C'est pour eux que Geoffroy est resté dans cette ville, malgré l'horreur que lui ins­pirent les bureaux de la United Africa, mal­gré le Club, malgré le Résident Rally et sa femme, leurs chiens qui ne mangent que du filet de bœuf et qui dorment sous des moustiquaires. Malgré le climat, malgré la routine du Wharf.
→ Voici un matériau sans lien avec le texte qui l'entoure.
PR #1888, opened 2021-01-28
feat: Documentation and CI of support for NVIDIA A100's and Google A2 instances

mackrorysd:
## Description

Adds some CI coverage for the CUDA 11 images that were recently published in connection with the upgrades to PyTorch and TensorFlow.

## Test Plan

Ran the relevant tests here: https://app.circleci.com/pipelines/github/determined-ai/determined/9339/workflows/5afe5b24-3061-4508-88f1-f31037cf1c24.

## Commentary (optional)

A couple of things to note:

I consider it very hacky, but as a cost-effective way to maximize test coverage here, I'm setting a TF2 image as the TF1 default image, since the TF1 image is THE default, and is specified in many places. There's only 1 test that this causes a problem for (test_horovod_optimizer when tf2=false).

Also I'm having to use the "rapid" channel of GKE versions to use the A100 instances, and this means the version string may be a little fragile moving forward. It's always an easy fix at least...

## Checklist

### DIFF
--- a/.circleci/config.yml
+++ b/.circleci/config.yml
@@ -1430,7 +1430,7 @@ jobs:
         default: 1
       gke-version:
         type: string
-        default: "1.18.12-gke.1200"
+        default: "1.18.12-gke.1205"
       machine-type:
         type: string
         default: "a2-highgpu-1g"
--- a/.circleci/config.yml
+++ b/.circleci/config.yml
@@ -4,9 +4,10 @@ version: 2.1
 orbs:
   win: circleci/windows@2.3.0
   slack: circleci/slack@3.4.2
-  gke: circleci/gcp-gke@1.0.4
+  gke: circleci/gcp-gke@1.1.0
   kubernetes: circleci/kubernetes@0.11.0
   helm: circleci/helm@1.1.2
+  gcloud: circleci/gcp-cli@2.1.0
 
 executors:
   python-35:
@@ -478,6 +479,20 @@ commands:
           command: |
             gcloud container clusters delete <<parameters.cluster-id>> --quiet --region=<<parameters.region>>
 
+  terminate-gke-cluster-cuda-11:
+    parameters:
+      cluster-id:
+        type: string
+      zone:
+        type: string
+    steps:
+      # Use a run instead of `gke/delete-cluster` because circle CI orbs do not support `when`.
+      - run:
+          name: Terminate GKE Cluster
+          when: always
+          command: |
+            gcloud container clusters delete <<parameters.cluster-id>> --quiet --zone=<<parameters.zone>>
+
   setup-gke-cluster:
     parameters:
       cluster-id:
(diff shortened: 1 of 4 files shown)


.circleci/config.yml
```diff
@@ -478,6 +479,20 @@ commands:
...
             gcloud container clusters delete <<parameters.cluster-id>> --quiet --region=<<parameters.region>>
 
+  terminate-gke-cluster-cuda-11:
+    parameters:
+      cluster-id:
+        type: string
+      zone:
+        type: string
+    steps:
+      # Use a run instead of `gke/delete-cluster` because circle CI orbs do not support `when`.
```
rb-determined-ai, line 489: I'm confused by this comment... isn't there a `when` right there?

.circleci/config.yml
```diff
@@ -1329,6 +1419,86 @@ jobs:
...
+          machine-type: <<parameters.machine-type>>
+          num-machines: <<parameters.num-machines>>
+          gpu-type: <<parameters.gpu-type>>
+          gpus-per-machine: <<parameters.gpus-per-machine>>
+          node-locations: <<parameters.node-locations>>
+      - set-google-application-credentials
+      - run-e2e-tests:
+          mark: <<parameters.mark>>
+          master-host: ${MASTER_HOST}
+      - terminate-gke-cluster-cuda-11:
```
rb-determined-ai, line 1492: Is it clearer to just inline this, so that the "when: always" is right here and it's more obvious that the cluster is always terminated?

.circleci/config.yml
```diff
@@ -1329,6 +1419,86 @@ jobs:
...
+        type: string
+        default: ""
+    docker:
+      - image: determinedai/cimg-base:stable
+    parallelism: <<parameters.parallelism>>
+    environment:
+      # Using the TF2-only image here is a hack to get more test coverage since TF1 is
+      # still the default system-wide. TF1 tests that fail in this configuration should
+      # be skipped when the "CUDA" environment variable is set to 11
+      TF1_CPU_IMAGE: determinedai/environments:cuda-11.0-pytorch-1.7-tf-2.4-gpu-0.9.0
```
rb-determined-ai, line 1465: Why do we have to set the cpu images to gpu?  That seems like it should be unnecessary.

e2e_tests/tests/command/test_run.py
```diff
@@ -522,6 +523,8 @@ def test_horovod_optimizer(
     image = conf.TF1_GPU_IMAGE
     if tf2:
         image = conf.TF2_GPU_IMAGE
+    if not tf2 and "CUDA" in os.environ and os.environ["CUDA"] == "11":
```
rb-determined-ai, line 526: I thought we hardcoded the tf1 images to use the cuda 11 image anyway?

So... if `CUDA == 11` I think that the tf2 bool would not make any difference to the tests, right?  Actually it seems like a bunch of duplicate tests so I'm not opposed to skipping them, but IIUC the message this is emitting is not really why we should skip this test.

rb-determined-ai (commented):
Only the comment on the `pytest.skip()` is blocking.  I don't care too much about the others.

.circleci/config.yml
mackrorysd: IIRC I'm referring to the delete-cluster command in the gke orb. I don't think I could use that and tell it to always run, even after failure, but I could with just running the CLI command directly. Would be happy if I was wrong - I originally wrote this months ago when I was even newer to CircleCI than I am right now...

.circleci/config.yml
mackrorysd: Good point... I thought a lot about making the TF1_GPU image to the cuda-11 image, but I guess for CPU it adds no additional value that we're not already testing.

e2e_tests/tests/command/test_run.py
mackrorysd: Yeah the idea behind pointing the TF1 image variable to the TF2-only CUDA 11 image was that there's a bunch of tests that just use the default, which ends up being the TF1, so it's an easy way to get a lot more tests running on that image. For most tests, it turns out they don't care. Some are parameterized and would try run against both, which is a little wasteful (and given a lot more time I'd love to go over every test and make sure we run only what we need), but this was the only case where it turned out to matter. If it tried using TF1, it would fail. But all the TF2 runs pass.

rb-determined-ai: Right, but how would *this* test fail?  It seems like where pytest.skip() is called, we'd be secretly using TF2 anyway.

.circleci/config.yml
mackrorysd: Maybe clearer, but IMO more error prone if someone re-uses one of the terminate- commands and forgets to add it. Having it as part of the command ensures that the commands never get skipped (as long as they get re-used).

e2e_tests/tests/command/test_run.py
mackrorysd: Something was trying to do set_session: https://gist.github.com/mackrorysd/a87eda55c65dda42f810051c2636cf36

I didn't dig much deeper than that. The TF2 variant of the test was obviously running against TF2 successfully, which was my main concern.

rb-determined-ai (approved):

Malgré la séparation d'avec Maou, et ce fils né au loin, qu'il n'a pas vu grandir, pour qui il n'est qu'un étranger.

Eux, chaque jour, sur le quai, dès l'aube, attendent on ne sait quoi, une pirogue qui les emmènerait en amont, qui leur apporterait un message mystérieux. Puis ils s'en vont, ils disparaissent, en marchant à tra­vers les hautes herbes, vers l'est, sur les chemins d'Awgu, d'Owerri. Geoffroy essaye de leur parler, quelques mots d'ibo, des phrases en yoruba, en pidgin, et eux, tou­jours silencieux, non pas hautains, mais absents, disparaissant vite à la file indienne le long du fleuve, se perdant dans les hautes herbes jaunies par la sécheresse. Eux, les Umundri, les Ndinze, les « ancêtres », les « initiés ». Le peuple de Chuku, le soleil, entouré de son halo comme un père est entouré de ses enfants.

C'est le signe itsi. C'est lui que Geoffroy a vu, sur les visages, la première fois qu'il est arrivé à Onitsha. Le signe gravé dans la peau des visages des hommes, comme une écriture sur la pierre. C'est le signe qui est entré en lui, l'a touché au cœur, l'a marqué, lui aussi, sur son visage trop blanc, sur sa peau où manque depuis sa naissance là trace de la brûlure. Mais à présent il ressent cette brûlure, ce secret. Hommes et femmes du peuple Umundri, dans les rues d'Onitsha, ombres absurdes errant dans les allées de poussière rouge, entre les bosquets d'acacia, avec leurs troupeaux de chèvres, leurs chiens. Seuls certains d'entre eux por­tent sur le visage le signe de leur ancêtre Ndri, le signe du soleil.